**Material for this exercise**
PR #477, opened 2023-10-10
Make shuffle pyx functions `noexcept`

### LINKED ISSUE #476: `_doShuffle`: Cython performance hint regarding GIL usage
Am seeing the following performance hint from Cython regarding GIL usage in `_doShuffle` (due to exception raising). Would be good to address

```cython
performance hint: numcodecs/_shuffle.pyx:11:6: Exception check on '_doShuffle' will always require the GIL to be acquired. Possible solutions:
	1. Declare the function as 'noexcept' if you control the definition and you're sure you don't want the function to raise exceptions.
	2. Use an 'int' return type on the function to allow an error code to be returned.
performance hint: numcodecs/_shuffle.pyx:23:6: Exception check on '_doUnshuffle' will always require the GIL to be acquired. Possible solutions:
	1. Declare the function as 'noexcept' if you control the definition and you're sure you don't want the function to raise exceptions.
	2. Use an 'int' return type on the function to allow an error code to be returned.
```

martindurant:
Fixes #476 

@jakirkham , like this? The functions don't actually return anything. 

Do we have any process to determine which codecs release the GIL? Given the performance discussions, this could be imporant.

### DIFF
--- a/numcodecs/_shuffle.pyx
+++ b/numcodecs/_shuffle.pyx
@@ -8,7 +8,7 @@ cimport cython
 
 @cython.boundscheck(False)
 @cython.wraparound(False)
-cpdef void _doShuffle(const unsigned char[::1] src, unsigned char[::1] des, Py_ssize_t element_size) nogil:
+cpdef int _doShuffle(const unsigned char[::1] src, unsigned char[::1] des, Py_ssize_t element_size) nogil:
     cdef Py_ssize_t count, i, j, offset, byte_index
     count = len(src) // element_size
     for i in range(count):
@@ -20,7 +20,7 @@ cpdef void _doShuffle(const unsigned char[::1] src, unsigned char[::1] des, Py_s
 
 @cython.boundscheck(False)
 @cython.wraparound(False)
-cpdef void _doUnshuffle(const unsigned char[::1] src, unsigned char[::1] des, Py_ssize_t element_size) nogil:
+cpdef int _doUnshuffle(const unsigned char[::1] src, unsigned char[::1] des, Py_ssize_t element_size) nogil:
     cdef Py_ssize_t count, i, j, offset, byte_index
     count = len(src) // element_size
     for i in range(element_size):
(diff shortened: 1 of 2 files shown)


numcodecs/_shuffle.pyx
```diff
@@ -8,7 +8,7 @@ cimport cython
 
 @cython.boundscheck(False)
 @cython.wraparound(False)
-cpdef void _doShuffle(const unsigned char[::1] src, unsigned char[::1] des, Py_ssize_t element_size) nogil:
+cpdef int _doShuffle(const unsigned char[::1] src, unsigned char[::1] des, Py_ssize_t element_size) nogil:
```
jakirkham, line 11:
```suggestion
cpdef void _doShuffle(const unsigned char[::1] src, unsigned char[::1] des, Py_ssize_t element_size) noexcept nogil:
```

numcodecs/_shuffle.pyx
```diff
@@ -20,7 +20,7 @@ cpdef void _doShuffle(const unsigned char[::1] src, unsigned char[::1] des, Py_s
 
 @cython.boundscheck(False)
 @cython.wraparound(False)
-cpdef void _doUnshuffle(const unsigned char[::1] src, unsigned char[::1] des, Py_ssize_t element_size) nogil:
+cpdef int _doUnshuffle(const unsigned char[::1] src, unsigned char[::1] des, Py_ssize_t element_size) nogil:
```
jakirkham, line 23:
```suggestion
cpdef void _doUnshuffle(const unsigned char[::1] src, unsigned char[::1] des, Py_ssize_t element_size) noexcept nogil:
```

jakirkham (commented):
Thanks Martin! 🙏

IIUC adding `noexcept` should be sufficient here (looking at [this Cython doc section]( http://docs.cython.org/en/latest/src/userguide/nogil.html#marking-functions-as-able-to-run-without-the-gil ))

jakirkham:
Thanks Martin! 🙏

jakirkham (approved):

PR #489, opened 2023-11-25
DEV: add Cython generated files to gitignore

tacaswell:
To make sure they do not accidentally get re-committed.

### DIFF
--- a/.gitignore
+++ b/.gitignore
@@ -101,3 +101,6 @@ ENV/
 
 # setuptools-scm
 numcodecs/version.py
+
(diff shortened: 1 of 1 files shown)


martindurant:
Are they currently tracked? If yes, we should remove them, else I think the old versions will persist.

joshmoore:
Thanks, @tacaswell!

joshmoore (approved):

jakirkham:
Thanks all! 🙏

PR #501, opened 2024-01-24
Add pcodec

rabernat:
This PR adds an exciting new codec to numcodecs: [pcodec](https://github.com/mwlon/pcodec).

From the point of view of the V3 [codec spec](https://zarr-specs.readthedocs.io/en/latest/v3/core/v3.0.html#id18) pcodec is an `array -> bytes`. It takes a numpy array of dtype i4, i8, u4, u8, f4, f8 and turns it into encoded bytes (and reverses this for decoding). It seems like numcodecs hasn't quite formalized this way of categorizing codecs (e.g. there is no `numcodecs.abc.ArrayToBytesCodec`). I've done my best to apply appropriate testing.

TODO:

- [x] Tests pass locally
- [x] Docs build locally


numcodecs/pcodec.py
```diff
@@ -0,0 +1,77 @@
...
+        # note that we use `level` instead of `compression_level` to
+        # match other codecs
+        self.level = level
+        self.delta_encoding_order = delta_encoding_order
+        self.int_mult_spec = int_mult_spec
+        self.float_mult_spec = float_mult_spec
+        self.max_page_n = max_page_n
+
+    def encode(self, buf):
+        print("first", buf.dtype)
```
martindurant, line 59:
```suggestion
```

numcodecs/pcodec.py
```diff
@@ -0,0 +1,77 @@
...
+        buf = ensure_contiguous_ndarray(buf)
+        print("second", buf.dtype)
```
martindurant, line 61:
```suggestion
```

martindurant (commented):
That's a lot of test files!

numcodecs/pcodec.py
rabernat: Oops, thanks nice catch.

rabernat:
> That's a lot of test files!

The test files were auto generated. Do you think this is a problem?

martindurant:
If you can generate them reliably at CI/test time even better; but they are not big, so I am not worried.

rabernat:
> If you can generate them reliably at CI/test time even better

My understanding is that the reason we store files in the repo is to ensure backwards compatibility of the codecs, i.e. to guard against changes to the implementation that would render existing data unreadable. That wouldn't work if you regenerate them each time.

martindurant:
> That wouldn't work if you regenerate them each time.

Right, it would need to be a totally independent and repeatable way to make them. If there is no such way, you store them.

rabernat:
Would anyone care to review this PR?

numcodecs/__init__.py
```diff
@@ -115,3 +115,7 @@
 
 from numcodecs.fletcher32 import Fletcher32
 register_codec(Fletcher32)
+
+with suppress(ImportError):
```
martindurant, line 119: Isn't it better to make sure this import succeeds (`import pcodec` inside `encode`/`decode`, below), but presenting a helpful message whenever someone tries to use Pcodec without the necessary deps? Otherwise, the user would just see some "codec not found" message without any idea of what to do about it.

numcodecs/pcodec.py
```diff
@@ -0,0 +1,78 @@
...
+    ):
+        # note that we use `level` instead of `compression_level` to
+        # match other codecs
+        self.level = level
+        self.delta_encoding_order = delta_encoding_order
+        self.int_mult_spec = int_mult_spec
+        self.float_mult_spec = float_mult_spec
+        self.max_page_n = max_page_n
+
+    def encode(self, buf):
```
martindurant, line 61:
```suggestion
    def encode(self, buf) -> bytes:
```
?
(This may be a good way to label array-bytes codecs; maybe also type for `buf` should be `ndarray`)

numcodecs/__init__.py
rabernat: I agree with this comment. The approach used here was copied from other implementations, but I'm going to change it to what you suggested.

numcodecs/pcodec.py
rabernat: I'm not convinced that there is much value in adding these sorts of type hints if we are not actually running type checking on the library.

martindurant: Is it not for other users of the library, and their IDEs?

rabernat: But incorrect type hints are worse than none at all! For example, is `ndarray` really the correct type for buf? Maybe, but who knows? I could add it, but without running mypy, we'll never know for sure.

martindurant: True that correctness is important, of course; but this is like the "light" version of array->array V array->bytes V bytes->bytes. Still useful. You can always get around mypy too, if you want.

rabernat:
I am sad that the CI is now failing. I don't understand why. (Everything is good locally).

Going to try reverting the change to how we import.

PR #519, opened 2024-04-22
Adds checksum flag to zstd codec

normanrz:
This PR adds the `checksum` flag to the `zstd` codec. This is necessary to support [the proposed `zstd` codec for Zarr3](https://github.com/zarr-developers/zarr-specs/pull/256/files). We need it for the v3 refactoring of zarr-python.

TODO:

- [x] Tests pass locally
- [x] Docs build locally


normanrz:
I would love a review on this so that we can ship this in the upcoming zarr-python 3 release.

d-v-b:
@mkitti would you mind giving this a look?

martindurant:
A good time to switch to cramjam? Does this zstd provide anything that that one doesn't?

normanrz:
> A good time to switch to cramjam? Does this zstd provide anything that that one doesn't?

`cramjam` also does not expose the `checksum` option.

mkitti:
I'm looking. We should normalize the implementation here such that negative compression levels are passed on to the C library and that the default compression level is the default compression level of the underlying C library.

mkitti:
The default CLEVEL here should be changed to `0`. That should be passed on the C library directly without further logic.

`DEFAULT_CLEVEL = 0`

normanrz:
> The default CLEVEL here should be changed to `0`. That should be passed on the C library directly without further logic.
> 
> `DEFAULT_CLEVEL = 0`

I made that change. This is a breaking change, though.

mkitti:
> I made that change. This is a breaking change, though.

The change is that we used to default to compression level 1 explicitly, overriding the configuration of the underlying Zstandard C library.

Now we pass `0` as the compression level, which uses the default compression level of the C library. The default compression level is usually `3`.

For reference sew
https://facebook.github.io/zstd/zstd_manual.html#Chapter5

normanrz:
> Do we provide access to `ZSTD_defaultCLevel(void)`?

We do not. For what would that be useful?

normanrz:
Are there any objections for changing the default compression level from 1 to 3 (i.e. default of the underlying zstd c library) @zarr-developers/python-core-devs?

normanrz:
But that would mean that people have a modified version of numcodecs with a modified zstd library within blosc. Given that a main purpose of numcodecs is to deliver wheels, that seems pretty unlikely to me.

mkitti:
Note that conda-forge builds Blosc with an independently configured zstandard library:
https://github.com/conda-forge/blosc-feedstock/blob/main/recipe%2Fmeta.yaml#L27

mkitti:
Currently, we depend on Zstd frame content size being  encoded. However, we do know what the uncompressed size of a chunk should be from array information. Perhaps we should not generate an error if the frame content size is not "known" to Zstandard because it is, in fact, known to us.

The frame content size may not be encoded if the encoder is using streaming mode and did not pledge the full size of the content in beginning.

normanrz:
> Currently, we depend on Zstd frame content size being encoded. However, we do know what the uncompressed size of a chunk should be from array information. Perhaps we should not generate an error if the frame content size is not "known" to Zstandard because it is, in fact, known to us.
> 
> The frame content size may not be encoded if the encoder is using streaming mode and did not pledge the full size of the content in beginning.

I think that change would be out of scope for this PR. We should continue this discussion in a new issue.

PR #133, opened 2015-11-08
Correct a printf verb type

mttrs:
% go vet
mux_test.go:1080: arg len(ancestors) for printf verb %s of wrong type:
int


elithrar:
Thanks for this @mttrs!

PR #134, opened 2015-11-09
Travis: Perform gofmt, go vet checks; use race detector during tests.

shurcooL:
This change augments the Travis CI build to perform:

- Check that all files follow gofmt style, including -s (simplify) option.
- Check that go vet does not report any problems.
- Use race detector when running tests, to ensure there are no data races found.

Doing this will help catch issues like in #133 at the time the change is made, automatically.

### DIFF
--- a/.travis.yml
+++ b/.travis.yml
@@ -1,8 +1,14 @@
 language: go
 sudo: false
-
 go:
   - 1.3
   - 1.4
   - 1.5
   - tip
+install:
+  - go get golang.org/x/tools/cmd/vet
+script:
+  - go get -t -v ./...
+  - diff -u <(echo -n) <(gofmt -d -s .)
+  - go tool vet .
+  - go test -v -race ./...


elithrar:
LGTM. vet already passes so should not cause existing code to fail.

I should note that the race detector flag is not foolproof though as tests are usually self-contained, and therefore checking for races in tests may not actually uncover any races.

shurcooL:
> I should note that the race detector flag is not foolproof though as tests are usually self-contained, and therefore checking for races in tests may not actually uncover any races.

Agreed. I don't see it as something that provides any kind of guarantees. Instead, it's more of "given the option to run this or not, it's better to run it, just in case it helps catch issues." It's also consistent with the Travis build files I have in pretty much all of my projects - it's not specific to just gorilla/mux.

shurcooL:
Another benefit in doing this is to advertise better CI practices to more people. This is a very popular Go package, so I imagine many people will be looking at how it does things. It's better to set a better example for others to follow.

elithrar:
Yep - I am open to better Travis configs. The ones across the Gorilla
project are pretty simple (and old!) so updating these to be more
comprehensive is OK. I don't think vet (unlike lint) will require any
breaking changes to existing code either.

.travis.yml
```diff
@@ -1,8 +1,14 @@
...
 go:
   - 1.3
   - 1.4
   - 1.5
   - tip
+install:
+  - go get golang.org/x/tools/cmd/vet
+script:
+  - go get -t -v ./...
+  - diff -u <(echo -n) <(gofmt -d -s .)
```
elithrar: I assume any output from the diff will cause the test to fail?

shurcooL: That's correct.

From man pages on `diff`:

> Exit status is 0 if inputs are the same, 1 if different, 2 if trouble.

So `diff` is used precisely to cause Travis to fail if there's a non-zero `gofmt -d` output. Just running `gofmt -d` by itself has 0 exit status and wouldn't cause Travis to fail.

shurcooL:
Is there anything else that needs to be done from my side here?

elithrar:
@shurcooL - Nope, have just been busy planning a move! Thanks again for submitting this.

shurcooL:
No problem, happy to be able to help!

**Exercise description**
Select and copy every line of the listing with the word "will".

**Written solution**
performance hint: numcodecs/_shuffle.pyx:11:6: Exception check on '_doShuffle' will always require the GIL to be acquired. Possible solutions:
performance hint: numcodecs/_shuffle.pyx:23:6: Exception check on '_doUnshuffle' will always require the GIL to be acquired. Possible solutions:
Are they currently tracked? If yes, we should remove them, else I think the old versions will persist.
Doing this will help catch issues like in #133 at the time the change is made, automatically.
Another benefit in doing this is to advertise better CI practices to more people. This is a very popular Go package, so I imagine many people will be looking at how it does things. It's better to set a better example for others to follow.
comprehensive is OK. I don't think vet (unlike lint) will require any
elithrar: I assume any output from the diff will cause the test to fail?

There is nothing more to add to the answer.